:: Provided records ::

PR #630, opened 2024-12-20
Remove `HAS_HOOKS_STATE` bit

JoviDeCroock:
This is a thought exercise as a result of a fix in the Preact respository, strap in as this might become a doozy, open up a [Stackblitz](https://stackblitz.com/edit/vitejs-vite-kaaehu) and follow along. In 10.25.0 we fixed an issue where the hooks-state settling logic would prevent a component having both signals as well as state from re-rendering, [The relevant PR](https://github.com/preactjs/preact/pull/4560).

:::
:: Provided records ::

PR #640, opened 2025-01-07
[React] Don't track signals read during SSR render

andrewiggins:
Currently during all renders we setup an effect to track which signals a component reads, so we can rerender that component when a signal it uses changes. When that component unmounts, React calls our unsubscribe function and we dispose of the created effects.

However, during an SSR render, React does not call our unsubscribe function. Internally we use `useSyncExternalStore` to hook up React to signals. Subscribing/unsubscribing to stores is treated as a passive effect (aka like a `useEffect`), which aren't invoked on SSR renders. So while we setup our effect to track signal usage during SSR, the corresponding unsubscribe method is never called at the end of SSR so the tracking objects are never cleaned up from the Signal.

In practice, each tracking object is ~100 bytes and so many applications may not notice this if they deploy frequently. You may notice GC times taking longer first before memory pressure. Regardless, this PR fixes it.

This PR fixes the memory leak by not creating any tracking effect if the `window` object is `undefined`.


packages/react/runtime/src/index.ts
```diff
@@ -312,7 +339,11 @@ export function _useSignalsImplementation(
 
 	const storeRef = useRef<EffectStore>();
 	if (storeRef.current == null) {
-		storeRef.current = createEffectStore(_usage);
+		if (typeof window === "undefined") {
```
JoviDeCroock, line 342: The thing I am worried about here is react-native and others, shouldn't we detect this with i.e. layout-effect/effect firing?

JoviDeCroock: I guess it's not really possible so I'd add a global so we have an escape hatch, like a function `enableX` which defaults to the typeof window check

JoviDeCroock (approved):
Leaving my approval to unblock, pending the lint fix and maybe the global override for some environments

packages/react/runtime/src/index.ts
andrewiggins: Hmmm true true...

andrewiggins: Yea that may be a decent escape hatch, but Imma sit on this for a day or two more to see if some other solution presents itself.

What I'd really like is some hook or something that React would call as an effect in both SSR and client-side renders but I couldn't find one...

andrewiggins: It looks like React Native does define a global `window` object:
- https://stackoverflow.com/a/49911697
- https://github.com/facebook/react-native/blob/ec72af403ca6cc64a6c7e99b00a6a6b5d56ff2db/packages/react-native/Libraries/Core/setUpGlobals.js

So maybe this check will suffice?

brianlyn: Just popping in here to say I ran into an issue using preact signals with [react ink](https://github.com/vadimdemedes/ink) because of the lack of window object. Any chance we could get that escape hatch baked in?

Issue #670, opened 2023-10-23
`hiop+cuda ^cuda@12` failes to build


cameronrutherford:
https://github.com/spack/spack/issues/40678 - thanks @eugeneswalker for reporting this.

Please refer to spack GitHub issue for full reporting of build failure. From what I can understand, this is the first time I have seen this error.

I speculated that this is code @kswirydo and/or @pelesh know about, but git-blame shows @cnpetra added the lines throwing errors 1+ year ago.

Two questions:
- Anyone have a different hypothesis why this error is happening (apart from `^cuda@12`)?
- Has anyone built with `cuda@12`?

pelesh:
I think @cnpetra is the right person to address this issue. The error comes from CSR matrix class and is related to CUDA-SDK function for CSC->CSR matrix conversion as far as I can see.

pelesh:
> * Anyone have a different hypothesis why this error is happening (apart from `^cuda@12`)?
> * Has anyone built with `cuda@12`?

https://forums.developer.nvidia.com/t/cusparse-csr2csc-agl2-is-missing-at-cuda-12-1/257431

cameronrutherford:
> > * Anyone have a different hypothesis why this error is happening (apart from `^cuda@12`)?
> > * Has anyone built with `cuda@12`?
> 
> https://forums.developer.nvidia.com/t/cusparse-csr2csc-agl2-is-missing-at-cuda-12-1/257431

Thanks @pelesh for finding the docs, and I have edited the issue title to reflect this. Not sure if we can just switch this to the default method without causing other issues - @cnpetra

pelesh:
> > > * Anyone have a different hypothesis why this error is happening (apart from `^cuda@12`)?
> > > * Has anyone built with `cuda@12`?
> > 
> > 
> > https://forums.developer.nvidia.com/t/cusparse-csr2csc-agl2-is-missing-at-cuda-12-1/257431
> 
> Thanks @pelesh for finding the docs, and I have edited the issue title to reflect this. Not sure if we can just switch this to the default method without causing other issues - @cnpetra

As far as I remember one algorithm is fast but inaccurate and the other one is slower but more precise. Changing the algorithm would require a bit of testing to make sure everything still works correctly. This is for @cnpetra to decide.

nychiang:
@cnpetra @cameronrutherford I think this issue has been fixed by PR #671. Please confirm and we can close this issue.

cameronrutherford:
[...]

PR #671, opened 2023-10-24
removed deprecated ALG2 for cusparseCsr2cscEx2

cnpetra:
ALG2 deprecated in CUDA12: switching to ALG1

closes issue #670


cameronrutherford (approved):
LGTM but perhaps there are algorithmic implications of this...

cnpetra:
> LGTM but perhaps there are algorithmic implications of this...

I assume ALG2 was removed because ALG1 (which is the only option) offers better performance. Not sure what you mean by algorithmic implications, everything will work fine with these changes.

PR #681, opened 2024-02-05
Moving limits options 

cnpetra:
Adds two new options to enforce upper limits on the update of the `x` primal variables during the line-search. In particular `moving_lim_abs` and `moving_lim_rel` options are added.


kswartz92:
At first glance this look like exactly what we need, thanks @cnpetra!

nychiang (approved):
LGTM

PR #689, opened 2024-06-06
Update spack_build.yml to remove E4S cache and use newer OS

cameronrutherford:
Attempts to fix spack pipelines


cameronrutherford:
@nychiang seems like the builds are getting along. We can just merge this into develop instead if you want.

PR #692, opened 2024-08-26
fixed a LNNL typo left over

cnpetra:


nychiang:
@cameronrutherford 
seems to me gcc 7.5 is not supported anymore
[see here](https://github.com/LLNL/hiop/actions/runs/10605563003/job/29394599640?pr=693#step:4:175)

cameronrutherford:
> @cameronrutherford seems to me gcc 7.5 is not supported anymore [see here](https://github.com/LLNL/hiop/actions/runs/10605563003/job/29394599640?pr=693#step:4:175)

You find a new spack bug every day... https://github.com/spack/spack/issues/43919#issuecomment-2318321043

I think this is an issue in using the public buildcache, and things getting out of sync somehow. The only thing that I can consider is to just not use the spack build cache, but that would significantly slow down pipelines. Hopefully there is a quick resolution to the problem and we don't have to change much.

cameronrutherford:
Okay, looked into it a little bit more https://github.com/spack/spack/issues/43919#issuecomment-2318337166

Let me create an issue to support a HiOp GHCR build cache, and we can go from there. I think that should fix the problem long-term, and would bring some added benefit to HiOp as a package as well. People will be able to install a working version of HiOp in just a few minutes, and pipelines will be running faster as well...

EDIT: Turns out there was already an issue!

:::
:: Provided records ::

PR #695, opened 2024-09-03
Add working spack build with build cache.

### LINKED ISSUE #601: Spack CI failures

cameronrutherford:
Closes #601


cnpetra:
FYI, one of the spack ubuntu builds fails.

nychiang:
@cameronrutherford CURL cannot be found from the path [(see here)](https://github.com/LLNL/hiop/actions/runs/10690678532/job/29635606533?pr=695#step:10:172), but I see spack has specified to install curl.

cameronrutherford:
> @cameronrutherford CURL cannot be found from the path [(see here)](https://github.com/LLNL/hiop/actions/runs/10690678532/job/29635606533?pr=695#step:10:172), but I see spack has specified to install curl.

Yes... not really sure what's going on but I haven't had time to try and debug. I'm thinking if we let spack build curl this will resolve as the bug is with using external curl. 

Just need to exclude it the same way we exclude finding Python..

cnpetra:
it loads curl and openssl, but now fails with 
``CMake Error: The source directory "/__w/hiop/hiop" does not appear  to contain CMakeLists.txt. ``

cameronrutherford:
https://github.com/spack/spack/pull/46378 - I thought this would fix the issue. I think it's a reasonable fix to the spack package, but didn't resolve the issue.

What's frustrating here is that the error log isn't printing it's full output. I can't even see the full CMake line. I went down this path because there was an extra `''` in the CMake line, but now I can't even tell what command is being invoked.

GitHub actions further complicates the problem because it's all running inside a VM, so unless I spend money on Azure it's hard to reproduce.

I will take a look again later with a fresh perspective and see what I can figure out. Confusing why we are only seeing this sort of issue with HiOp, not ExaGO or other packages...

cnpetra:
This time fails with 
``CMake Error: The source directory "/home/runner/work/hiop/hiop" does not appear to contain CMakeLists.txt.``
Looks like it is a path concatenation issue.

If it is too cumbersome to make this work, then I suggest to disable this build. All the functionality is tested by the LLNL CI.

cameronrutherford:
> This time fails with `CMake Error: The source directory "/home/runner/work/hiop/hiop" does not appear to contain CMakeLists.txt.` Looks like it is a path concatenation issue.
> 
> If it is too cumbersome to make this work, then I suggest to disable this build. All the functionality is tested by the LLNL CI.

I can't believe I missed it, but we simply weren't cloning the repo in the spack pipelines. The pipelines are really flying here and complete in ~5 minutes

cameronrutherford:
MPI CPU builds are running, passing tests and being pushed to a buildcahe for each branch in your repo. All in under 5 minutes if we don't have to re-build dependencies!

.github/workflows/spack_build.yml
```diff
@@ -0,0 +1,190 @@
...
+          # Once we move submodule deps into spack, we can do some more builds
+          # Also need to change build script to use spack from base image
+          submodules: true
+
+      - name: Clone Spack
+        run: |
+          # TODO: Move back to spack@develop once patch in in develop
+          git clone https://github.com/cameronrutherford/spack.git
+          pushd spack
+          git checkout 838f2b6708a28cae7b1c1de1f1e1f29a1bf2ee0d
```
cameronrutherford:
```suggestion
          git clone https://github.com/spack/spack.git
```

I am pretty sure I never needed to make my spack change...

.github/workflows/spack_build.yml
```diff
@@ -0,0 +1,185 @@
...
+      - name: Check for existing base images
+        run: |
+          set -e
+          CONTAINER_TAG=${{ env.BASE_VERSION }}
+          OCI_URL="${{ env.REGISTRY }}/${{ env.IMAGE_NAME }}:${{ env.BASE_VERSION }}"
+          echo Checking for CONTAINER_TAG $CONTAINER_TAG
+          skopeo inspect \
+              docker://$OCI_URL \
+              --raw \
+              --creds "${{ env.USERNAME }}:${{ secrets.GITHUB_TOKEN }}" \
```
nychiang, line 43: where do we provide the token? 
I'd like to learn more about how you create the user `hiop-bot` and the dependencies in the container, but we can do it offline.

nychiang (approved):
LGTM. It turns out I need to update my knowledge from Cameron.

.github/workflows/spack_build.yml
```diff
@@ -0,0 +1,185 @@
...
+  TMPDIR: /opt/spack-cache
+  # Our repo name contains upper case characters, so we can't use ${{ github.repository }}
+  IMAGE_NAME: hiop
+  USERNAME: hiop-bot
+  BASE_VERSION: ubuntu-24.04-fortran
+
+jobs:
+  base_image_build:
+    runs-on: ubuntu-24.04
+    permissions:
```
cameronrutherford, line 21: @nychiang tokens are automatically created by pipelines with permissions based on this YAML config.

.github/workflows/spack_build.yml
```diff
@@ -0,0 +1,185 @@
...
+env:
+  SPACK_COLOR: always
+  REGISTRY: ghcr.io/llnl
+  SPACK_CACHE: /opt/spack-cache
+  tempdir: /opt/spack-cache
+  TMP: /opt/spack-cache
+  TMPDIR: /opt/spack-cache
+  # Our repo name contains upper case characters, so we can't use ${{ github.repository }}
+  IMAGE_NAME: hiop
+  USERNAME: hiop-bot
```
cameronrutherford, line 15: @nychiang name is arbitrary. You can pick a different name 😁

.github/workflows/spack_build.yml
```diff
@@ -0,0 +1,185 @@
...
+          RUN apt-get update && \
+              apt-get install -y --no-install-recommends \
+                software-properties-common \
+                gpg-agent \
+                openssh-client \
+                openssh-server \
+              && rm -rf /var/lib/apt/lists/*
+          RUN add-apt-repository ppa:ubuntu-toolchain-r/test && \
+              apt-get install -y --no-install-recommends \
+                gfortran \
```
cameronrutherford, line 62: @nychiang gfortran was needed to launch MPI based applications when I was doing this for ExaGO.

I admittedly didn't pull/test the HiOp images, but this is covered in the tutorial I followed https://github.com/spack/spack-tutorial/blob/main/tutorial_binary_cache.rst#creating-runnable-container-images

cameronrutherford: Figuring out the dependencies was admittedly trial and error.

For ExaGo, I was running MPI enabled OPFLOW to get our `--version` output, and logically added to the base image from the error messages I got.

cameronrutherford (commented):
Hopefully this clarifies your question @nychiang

:::

▸ Task details: Filter the entries and copy out every line with the word "causing".

▸ Solution:
Thanks @pelesh for finding the docs, and I have edited the issue title to reflect this. Not sure if we can just switch this to the default method without causing other issues - @cnpetra
> Thanks @pelesh for finding the docs, and I have edited the issue title to reflect this. Not sure if we can just switch this to the default method without causing other issues - @cnpetra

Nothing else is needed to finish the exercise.